Stored data entries —
PR #111, opened 2020-02-09
Make brick use private dummy chain to provide db module (#107)

### LINKED ISSUE #107: brick doesn't provide db module
[The brick README](https://github.com/aergoio/aergo/blob/develop/cmd/brick/README.md) says:

> * supports state db, sql

but if I try to test a contract which references `db`, I get:

    ERR execution fail error="[string \"0cca71fcf76698693693c6edc703ea42c82494bfafa1b6a14100aabaa7a1afb08f\"]:0: attempt to index global 'db' (a nil value)" cmd=deploy module=brick

I looked into the source, and I found:

https://github.com/aergoio/aergo/blob/87a379a44bb03c8dc6f29e70732e5a1b297a9a1f/cmd/brick/context/context.go#L30

which calls `OnPubnet` which sets `PubNet` to `true`:

https://github.com/aergoio/aergo/blob/87a379a44bb03c8dc6f29e70732e5a1b297a9a1f/contract/vm_dummy.go#L677-L684

This eventually prevents the `db` module from being loaded into the Lua environment:

https://github.com/aergoio/aergo/blob/87a379a44bb03c8dc6f29e70732e5a1b297a9a1f/contract/vm.c#L37-L39

I proved this theory by changing

```go
	chain, err := contract.LoadDummyChain(contract.OnPubNet)
```

to:

```go
	chain, err := contract.LoadDummyChain()
```

and recompiling, and then the error goes away.

As a side note, this suggests that brick is missing automated test coverage to ensure that it is correctly providing the built-in contract modules.  I might file a separate issue for that.

aspiers:
The `db` module is only supported on non-public networks, so don't configure the dummy chain as a public network.  This may have other negative side-effects I'm not aware of, so please review carefully before merging.

Fixes #107.

### DIFF
--- a/cmd/brick/context/context.go
+++ b/cmd/brick/context/context.go
@@ -27,7 +27,7 @@ type context struct {
 }
 
 func Reset() {
-	chain, err := contract.LoadDummyChain(contract.OnPubNet)
+	chain, err := contract.LoadDummyChain()
 	if err != nil {
 		panic(err)
 	}


sunpuyo:
Currently brick is built on the public chain and does not support the db module. 
In the private chain, there is no tx fee, so the operation is different.
So it is necessary to support separate build or switch command to private mode.

aspiers:
[**@sunpuyo**](https://github.com/sunpuyo) commented on [February 10, 2020 7:07 AM](https://github.com/aergoio/aergo/pull/111#issuecomment-583984709 "2020-02-10T07:07:27Z - Replied by Github Reply Comments"):
> Currently brick is built on the public chain and does not support the db module. 
> In the private chain, there is no tx fee, so the operation is different.
> So it is necessary to support separate build or switch command to private mode.

How about introducing a new `-p` option to enable private mode?

aspiers:
[**@aspiers**](https://github.com/aspiers) commented on [February 10, 2020 11:10 AM](https://github.com/aergoio/aergo/pull/111#issuecomment-584071778 "2020-02-10T11:10:10Z - Replied by Github Reply Comments"):
> How about introducing a new `-p` option to enable private mode?

Any thoughts on this?  It would be extremely useful for us ... ;-)

mlogue76:
I will consider supporting it.

aspiers:
Thanks!

mlogue76:
Fixed in 175ee65b (develop branch)

aspiers:
Great, thank you so much! :grin:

Task — All records should be written out again exactly as given.

Solution —
PR #111, opened 2020-02-09
Make brick use private dummy chain to provide db module (#107)

### LINKED ISSUE #107: brick doesn't provide db module
[The brick README](https://github.com/aergoio/aergo/blob/develop/cmd/brick/README.md) says:

> * supports state db, sql

but if I try to test a contract which references `db`, I get:

    ERR execution fail error="[string \"0cca71fcf76698693693c6edc703ea42c82494bfafa1b6a14100aabaa7a1afb08f\"]:0: attempt to index global 'db' (a nil value)" cmd=deploy module=brick

I looked into the source, and I found:

https://github.com/aergoio/aergo/blob/87a379a44bb03c8dc6f29e70732e5a1b297a9a1f/cmd/brick/context/context.go#L30

which calls `OnPubnet` which sets `PubNet` to `true`:

https://github.com/aergoio/aergo/blob/87a379a44bb03c8dc6f29e70732e5a1b297a9a1f/contract/vm_dummy.go#L677-L684

This eventually prevents the `db` module from being loaded into the Lua environment:

https://github.com/aergoio/aergo/blob/87a379a44bb03c8dc6f29e70732e5a1b297a9a1f/contract/vm.c#L37-L39

I proved this theory by changing

```go
	chain, err := contract.LoadDummyChain(contract.OnPubNet)
```

to:

```go
	chain, err := contract.LoadDummyChain()
```

and recompiling, and then the error goes away.

As a side note, this suggests that brick is missing automated test coverage to ensure that it is correctly providing the built-in contract modules.  I might file a separate issue for that.

aspiers:
The `db` module is only supported on non-public networks, so don't configure the dummy chain as a public network.  This may have other negative side-effects I'm not aware of, so please review carefully before merging.

Fixes #107.

### DIFF
--- a/cmd/brick/context/context.go
+++ b/cmd/brick/context/context.go
@@ -27,7 +27,7 @@ type context struct {
 }
 
 func Reset() {
-	chain, err := contract.LoadDummyChain(contract.OnPubNet)
+	chain, err := contract.LoadDummyChain()
 	if err != nil {
 		panic(err)
 	}


sunpuyo:
Currently brick is built on the public chain and does not support the db module. 
In the private chain, there is no tx fee, so the operation is different.
So it is necessary to support separate build or switch command to private mode.

aspiers:
[**@sunpuyo**](https://github.com/sunpuyo) commented on [February 10, 2020 7:07 AM](https://github.com/aergoio/aergo/pull/111#issuecomment-583984709 "2020-02-10T07:07:27Z - Replied by Github Reply Comments"):
> Currently brick is built on the public chain and does not support the db module. 
> In the private chain, there is no tx fee, so the operation is different.
> So it is necessary to support separate build or switch command to private mode.

How about introducing a new `-p` option to enable private mode?

aspiers:
[**@aspiers**](https://github.com/aspiers) commented on [February 10, 2020 11:10 AM](https://github.com/aergoio/aergo/pull/111#issuecomment-584071778 "2020-02-10T11:10:10Z - Replied by Github Reply Comments"):
> How about introducing a new `-p` option to enable private mode?

Any thoughts on this?  It would be extremely useful for us ... ;-)

mlogue76:
I will consider supporting it.

aspiers:
Thanks!

mlogue76:
Fixed in 175ee65b (develop branch)

aspiers:
Great, thank you so much! :grin:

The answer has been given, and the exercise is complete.